Cohomology and Strings I am going through a paper by Witten and I got confused in the point where the topology of the $B$-field is discussed.
In the first paragraph of page 11, it is explained that when discrete torsion is taken into account, the cohomology class of the $B$-field changes from $H^{3}(\mathcal{M},\mathbb{R})$ to $H^{3}(\mathcal{M},\mathbb{Z})$. I understand the cohomology classes and more or less what is the effect of discrete torsion, but I cannot realize why the cohomology changes in this way under discrete torsion. (namely why $\mathbb{R}\rightarrow\mathbb{Z}$)
 A: The statement in that paragraph is a little vague.
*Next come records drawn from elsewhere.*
PR #2719, opened 2018-06-08
$schema value should end with '#'

skurdiukov:
Current json schema contains invalid schema reference, it should and with '#'


skurdiukov:
This is predefined value for draft-04 schema, as described in https://tools.ietf.org/html/draft-zyp-json-schema-04#section-6

PR #2727, opened 2018-06-13
Update to StyleCop Analyzers 1.1.0-beta008

sharwell:


StyleCop.Analyzers/StyleCop.Analyzers.Test/DocumentationRules/SA1642UnitTests.cs
```diff
@@ -15,7 +15,7 @@ namespace StyleCop.Analyzers.Test.DocumentationRules
     using Xunit;
 
     /// <summary>
-    /// This class contains unit tests for <see cref="SA1642ConstructorSummaryDocumentationMustBeginWithStandardText"/>-
+    /// This class contains unit tests for <see cref="SA1642ConstructorSummaryDocumentationMustBeginWithStandardText"/>.
```
sharwell: 💭 This required a manual correction, but we might consider supporting it directly.

vweijsters: We probably could support it, but I doubt if it is worth the effort. Determining if something is a typo might get quite difficult and I doubt this will happen that much that a code fix for it is really needed.

PR #2731, opened 2018-06-15
Add two more fix all providers

pdelvo:
Here are two more fix all providers for SA1517 and the file header fixers. I was able to observe a ~5x speed up for the file header fixer compared to the batch fixer.


sharwell:
@pdelvo I noticed that the status site isn't showing the ⌛️ for code fixes that don't have one of the new Fix All providers. Must have been lost in the conversion if you want to take a look.

PR #2742, opened 2018-07-10
Allow generic type to be followed by colon token for switch pattern m…

### LINKED ISSUE #2735: SA1024 conflicting with SA1015 in pattern matching
I'm using a pattern matching expression in a switch statement, like this:
<code><pre>case nameof(MyItem.MyProperty) when value is List&lt;MyClass&gt;:</pre></code>

Written like this I'm getting 

> SA1015	Closing generic bracket should be followed by a space.

But then if I add a space between the closing generic bracket and the colon I get:

> SA1024	Colon should not be preceded by a space.

I have no other solution but to suppress here. This shouldn't be happening.

vweijsters:
…atching

Fixes #2735

### DIFF
--- a/StyleCop.Analyzers/StyleCop.Analyzers.Test.CSharp7/SpacingRules/SA1015CSharp7UnitTests.cs
+++ b/StyleCop.Analyzers/StyleCop.Analyzers.Test.CSharp7/SpacingRules/SA1015CSharp7UnitTests.cs
@@ -50,5 +50,33 @@ public class Foo
             await this.VerifyCSharpDiagnosticAsync(fixedCode, EmptyDiagnosticResults, CancellationToken.None).ConfigureAwait(false);
             await this.VerifyCSharpFixAsync(testCode, fixedCode, cancellationToken: CancellationToken.None).ConfigureAwait(false);
         }
+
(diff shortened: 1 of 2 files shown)


StyleCop.Analyzers/StyleCop.Analyzers.Test.CSharp7/SpacingRules/SA1015CSharp7UnitTests.cs
```diff
@@ -50,5 +50,33 @@ public void TestMethod()
             await this.VerifyCSharpDiagnosticAsync(fixedCode, EmptyDiagnosticResults, CancellationToken.None).ConfigureAwait(false);
             await this.VerifyCSharpFixAsync(testCode, fixedCode, cancellationToken: CancellationToken.None).ConfigureAwait(false);
         }
+
+        /// <summary>
+        /// Verifies that a pattern in a switch statement that ends with a generic type does not produce a diagnostic.
```
sharwell: :memo: I've been treating `WorkItem` as sufficient to describe the reason why a *specific* regression test was created, but if you want to keep adding descriptive comments I won't stop you. 😄

PR #2743, opened 2018-07-10
Made the top-level tags that will not be analyzed by SA1629 configura…

### LINKED ISSUE #2721: SA1629 reports false-positives for author tags
We have encountered false-positives for the author tags in our code after updating to 1.1.0-beta007.

```csharp
/// <summary>
///     Gets or sets the name.
/// </summary>
/// <author> john.doe@example.com </author>
public string Name { get; set; }
```

The warning says that the documentation (in this case the mail address) should end with a period.

vweijsters:
…ble.

Fixes #2721

I've implemented option 4 (see https://github.com/DotNetAnalyzers/StyleCopAnalyzers/issues/2721#issuecomment-396066873)


vweijsters:
Updated. I went with `excludeFromPunctuationCheck` as that seems more appropriate as `excludeFromGrammarChecks` to me.

PR #1053, opened 2016-09-21
Remove Configuration and set ConfigurationGroup on ProjectReferences

alexperovich:
This change fixes a bug with building inside VS where the Configuration property would flow through ProjectReferences and break the build because a project is build with mismatched configurations. e.g. mismatched NuGetTargetMoniker and TargetGroup.

@weshaggard @tarekgh @JeremyKuhne @ericstj @joperezr

### DIFF
--- a/src/Microsoft.DotNet.Build.Tasks/PackageFiles/FrameworkTargeting.targets
+++ b/src/Microsoft.DotNet.Build.Tasks/PackageFiles/FrameworkTargeting.targets
@@ -105,6 +105,10 @@
   <Target Name="ConvertCommonMetadataToAdditionalProperties" BeforeTargets="AssignProjectConfiguration">
     <!-- list each append as a seperate item to force re-evaluation of AdditionalProperties metadata -->
     <ItemGroup>
+      <ProjectReference>
+        <UndefineProperties>%(ProjectReference.UndefineProperties);Configuration</UndefineProperties>
+      </ProjectReference>
+
       <!-- Set some basic configuration properties and pass them along to ProjectReference's -->
       <ProjectReference>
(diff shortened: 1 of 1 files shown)


tarekgh:
LGTM. thanks @alexperovich

JeremyKuhne:
:shipit:

src/Microsoft.DotNet.Build.Tasks/PackageFiles/FrameworkTargeting.targets
```diff
@@ -105,6 +105,10 @@
   <Target Name="ConvertCommonMetadataToAdditionalProperties" BeforeTargets="AssignProjectConfiguration">
     <!-- list each append as a seperate item to force re-evaluation of AdditionalProperties metadata -->
     <ItemGroup>
+      <ProjectReference>
```
weshaggard: Do we actually need to undefine Configuration? I thought all we were missing is flowing the ConfigurationGroup.

alexperovich: This is required to make VS builds succeed. Without this System.Runtime.Tests fails with E:\corefx\Tools\Packaging.targets(589,5): error : Packages that are constrained by runtime should not have runtime dependencies.  They will be ignored by nuget

ericstj: This is happening because configuration gets the OSGroup and/our TargetGroup embedded in it when the SLN uses the meta-configuration and that will leak into project references.  We need to make sure the only thing project references see is the normal configuration string (Debug/Release) and any other relevant properties will be passed through their specific Property names (OSGroup/TargetGroup) rather than leaking in through Configuration.

As such the fix is to either redefine Configuration to the simple string or not pass Configuration and pass the simple string as ConfigurationGroup.

weshaggard:
LGTM - Thanks for updating this @alexperovich

PR #1054, opened 2016-09-21
Remove EnsureOOBFramework

ericstj:
This "magic" functionality is getting in the way, especially now that we're harvesting and trying to remove depprojs.

CoreFx changes required: https://github.com/ericstj/corefx/commit/87d339420f925d408132901c9446a4b51ef839e1

/cc @weshaggard


src/Microsoft.DotNet.Build.Tasks.Packaging/src/PromoteDependencies.cs
```diff
@@ -38,42 +34,45 @@ public override bool Execute()
...
             {
-                foreach (var implementationFx in implementationFxs)
+                foreach (var refFx in refFxs)
                 {
-                    NuGetFramework fx = NuGetFramework.Parse(implementationFx);
-                    if (referenceSets.ContainsKey(fx))
+                    // find best lib (if any)
+                    var nearestLibFx = FrameworkUtilities.GetNearest(refFx, libFxs);
+
+                    if (nearestLibFx != null)
```
weshaggard: Shouldn't you also check if they are different?

ericstj: Will do.

PR #1057, opened 2016-09-22
Remove DotnetCLIVersion.txt, no longer used

dagood:
Bootstrap init flow uses ".cliversion"; remove the old file.

DotnetCLIVersion.txt still being in the source tree is misleading and makes it harder to notice the new file.

@weshaggard @chcosta


chcosta:
It looks like there are a couple of places where DotNetCliVersion.txt will need to be converted to use .cliversion for repo's that consume buildtools (ie in CloudTestTasks and PerfTesting.targets), but none of those instances should affect building the BuildTools repo itself.

dagood:
Ah, interesting... will that make converting product repos to use bootstrap.ps1 a "synchronized"/breaking buildtools change, then?

chcosta:
Yes.

@weshaggard , in general is the intention to make these breaking changes in BuildTools and force repo's to conform when updating their BuildTools version, or to support both init-tools and bootstrapping behaviors in BuildTools so that repo's can consume other changes while transitioning to use the bootstrapping?

weshaggard:
>@weshaggard , in general is the intention to make these breaking changes in BuildTools and force repo's to conform when updating their BuildTools version, or to support both init-tools and bootstrapping behaviors in BuildTools so that repo's can consume other changes while transitioning to use the bootstrapping?

We should try to make them opt-in and phase them out over time. In other words I would suggest we update targets to support both for a while. Can you point me at what is actually reading the DotNetCliVersion.txt file directly? It was never intended to be consumed by anything but the bootstrapping scripts.

Chrisboh:
@dagood can you merge or close this?

PR #1061, opened 2016-09-25
GenAPI: Ignore obsolete-as-error ctors when generating base call

akoeplinger:
The first constructor in the base class is sometimes one that is marked as [Obsolete("message", true)] meaning any usage of that ctor results in a compilation error. Example: System.ComponentModel.AsyncCompletedEventArgs

We now skip those constructors when generating the base call so classes that inherit from those types compile out of the box.

### DIFF
--- a/src/Microsoft.Cci.Extensions/Writers/CSharp/CSDeclarationWriter.Methods.cs
+++ b/src/Microsoft.Cci.Extensions/Writers/CSharp/CSDeclarationWriter.Methods.cs
@@ -262,7 +262,7 @@ namespace Microsoft.Cci.Writers.CSharp
             if (baseType == null)
                 return;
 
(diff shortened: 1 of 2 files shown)


src/Microsoft.Cci.Extensions/Writers/CSharp/CSDeclarationWriter.Methods.cs
```diff
@@ -264,13 +264,13 @@ private void WriteBaseConstructorCall(ITypeDefinition type)
 
             var ctors = baseType.Methods.Where(m => m.IsConstructor && _filter.Include(m));
```
weshaggard: I think I would just filter out the ctors here instead of doing it in both places below. We already do other filtering here.

akoeplinger: Fixed.

PR #1068, opened 2016-09-27
Don't write generate project.json if contents match

chcosta:
This change doesn't write a new generated project.json for test projects if the contents match the exisiting project.json.  Doing this allows us to make use of the "IsRestoreRequired" task in CoreFx and improves perf for restoring generated test packages when no changes have been made.  On my machine, restore time goes from ~11 minutes to ~10 seconds.

/cc @weshaggard

### DIFF
--- a/src/Microsoft.DotNet.Build.Tasks/AddDependenciesToProjectJson.cs
+++ b/src/Microsoft.DotNet.Build.Tasks/AddDependenciesToProjectJson.cs
@@ -391,9 +391,13 @@ namespace Microsoft.DotNet.Build.Tasks
 
         private static void WriteProject(JObject projectRoot, string projectJsonPath)
         {
-            string projectJson = JsonConvert.SerializeObject(projectRoot, Formatting.Indented);
-            Directory.CreateDirectory(Path.GetDirectoryName(projectJsonPath));
-            File.WriteAllText(projectJsonPath, projectJson + Environment.NewLine); 
+            string projectJson = JsonConvert.SerializeObject(projectRoot, Formatting.Indented) + Environment.NewLine;
+
+            if (!File.Exists(projectJsonPath) || !projectJson.Equals(File.ReadAllText(projectJsonPath)))
+            {
+                Directory.CreateDirectory(Path.GetDirectoryName(projectJsonPath));
+                File.WriteAllText(projectJsonPath, projectJson);
+            }
         }
 
         /* JProperties are encapsulated with "['" and "']" to assist with matching Paths which


ericstj:
You've already read the project once, why are you reading it again? Just keep track of whether or not you've made changes.

ericstj:
I see, you're just squashing it without comparing in UpdateDependenciesProperty so you don't know if it's changed.  I guess I don't care too much but it seems like this could be better.

chcosta:
The second read is reading the OutputProjectJson, not the input ProjectJson.  So the comparison is, what we've generated, vs what was generated in a previous run, if anything.  I don't think we can make these assumptions about what occurred in a previous generation in UpdateDependenciesProperty or anywhere else.

src/Microsoft.DotNet.Build.Tasks/AddDependenciesToProjectJson.cs
```diff
@@ -391,9 +391,13 @@ private JObject FilterRuntimes(JObject projectRoot, HashSet<string> excludedRIDs
 
         private static void WriteProject(JObject projectRoot, string projectJsonPath)
         {
-            string projectJson = JsonConvert.SerializeObject(projectRoot, Formatting.Indented);
-            Directory.CreateDirectory(Path.GetDirectoryName(projectJsonPath));
-            File.WriteAllText(projectJsonPath, projectJson + Environment.NewLine); 
+            string projectJson = JsonConvert.SerializeObject(projectRoot, Formatting.Indented) + Environment.NewLine;
+
+            if (!File.Exists(projectJsonPath) || !projectJson.Equals(File.ReadAllText(projectJsonPath)))
```
weshaggard: Is doing a straight string compare of the files the right way to determine this?  I guess if you expect to be the only one writing this file it could work but it does seem like it might be a large string compare and if we are doing this hundreds of times that might cause some memory issues.

weshaggard: Can we not do the typical msbuild approach and only update it if the inputs actually have changed and have a newer timestamp then the project.json file you are checking?

chcosta: Determining the correct set of inputs might be a bit of a chore since the inputs depend on

- the original project.json
- an optional versions file
- an optional package drop with varying packages

I think it's simpler, and more reliable, to make this determination in code.

I wouldn't imagine project.json files are that large and likely to lead to memory issues.  I opted for this vs an alternative line by line comparison because it seemed it would be more performant (in my mind).  Obviously, if memory consumption is an issue then perf goes out the window.  I'll have to rely on your experience here if you believe that string comparing project.json files is likely to cause problems.

weshaggard: I can live with that for now.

What is meant is that:
The B-field fully generally is given by a triple consisting of


*

*a class $\chi \in H^3(X,\mathbb{Z})$ (its topological sector) 

*together with a differential form in $H \in \Omega^3_{closed}(X)$ (the field strength) 

*and an isomorphism between the images of both $H$ and $\chi$ in $H^3(X,\mathbb{R})$  -- that's what locally is given by the 2-form $B$ which gives the $B$-field its name. 


In summary this means that the B-field is a cocycle in "degree-3 differential cohomology".
Now in topologically trivial situations, then the integral class is trivial and all the information is in the 2-form. But in topologically non-trivial situations one has to be more precise. 
Now discrete torsion orbifolds are such a topologically non-trivial situation of sorts. In fact here everything is in equivariant cohomology, but otherwise the idea is the same. In any case, in such a situation there is in general a non-trivial integer class underlying the B-field, and has to be taken into account.
A: A discrete torsion basically introduce phases to give relative weight to Euler characteristic of subspaces to alter the number of generations to obtain a new theory according to relation*,
$$2n=\frac{1}{|G|}\Sigma\epsilon(g,h)x(g,h)$$ where $G$ is generally abelian and $\epsilon(g,h)$ are the phases. These phases obviously correspond to the circle group as $U(1)$ elements, and break cohomology class coefficients from $\mathbb{R}$ to $\mathbb{Z}$ as quotient $\mathbb{R}/\mathbb{Z}$ is circle group.
*C. Vafa, nucl. phys. B273 (1986), 592-606.